_Assignment_: All lines from the one that contains "Python 3.7 and ISO 8601 support" through the final line of the entries must be repeated exactly. No other lines belong in the output.

_Dataset_:

_____

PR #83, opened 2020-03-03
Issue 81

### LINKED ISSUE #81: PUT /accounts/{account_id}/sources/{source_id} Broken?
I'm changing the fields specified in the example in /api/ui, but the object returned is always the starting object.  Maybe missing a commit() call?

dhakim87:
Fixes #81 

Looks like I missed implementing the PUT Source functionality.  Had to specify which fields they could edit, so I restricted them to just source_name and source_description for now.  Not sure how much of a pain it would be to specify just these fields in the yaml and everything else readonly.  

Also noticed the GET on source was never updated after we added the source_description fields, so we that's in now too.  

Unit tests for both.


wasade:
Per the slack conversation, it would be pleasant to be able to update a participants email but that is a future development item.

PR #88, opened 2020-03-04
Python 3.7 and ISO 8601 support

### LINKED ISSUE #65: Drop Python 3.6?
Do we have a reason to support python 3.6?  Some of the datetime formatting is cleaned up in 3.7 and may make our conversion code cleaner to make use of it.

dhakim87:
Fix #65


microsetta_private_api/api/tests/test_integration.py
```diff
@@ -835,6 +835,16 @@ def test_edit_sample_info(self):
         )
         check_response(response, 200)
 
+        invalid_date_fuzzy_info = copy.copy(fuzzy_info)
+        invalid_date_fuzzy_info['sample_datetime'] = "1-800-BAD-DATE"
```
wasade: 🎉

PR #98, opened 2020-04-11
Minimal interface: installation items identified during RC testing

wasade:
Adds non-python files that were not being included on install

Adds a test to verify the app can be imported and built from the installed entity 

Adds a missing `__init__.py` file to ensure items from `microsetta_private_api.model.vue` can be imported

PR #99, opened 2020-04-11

_____

_Task output_:
Python 3.7 and ISO 8601 support

### LINKED ISSUE #65: Drop Python 3.6?
Do we have a reason to support python 3.6?  Some of the datetime formatting is cleaned up in 3.7 and may make our conversion code cleaner to make use of it.

dhakim87:
Fix #65


microsetta_private_api/api/tests/test_integration.py
```diff
@@ -835,6 +835,16 @@ def test_edit_sample_info(self):
         )
         check_response(response, 200)
 
+        invalid_date_fuzzy_info = copy.copy(fuzzy_info)
+        invalid_date_fuzzy_info['sample_datetime'] = "1-800-BAD-DATE"
```
wasade: 🎉

PR #98, opened 2020-04-11
Minimal interface: installation items identified during RC testing

wasade:
Adds non-python files that were not being included on install

Adds a test to verify the app can be imported and built from the installed entity 

Adds a missing `__init__.py` file to ensure items from `microsetta_private_api.model.vue` can be imported

PR #99, opened 2020-04-11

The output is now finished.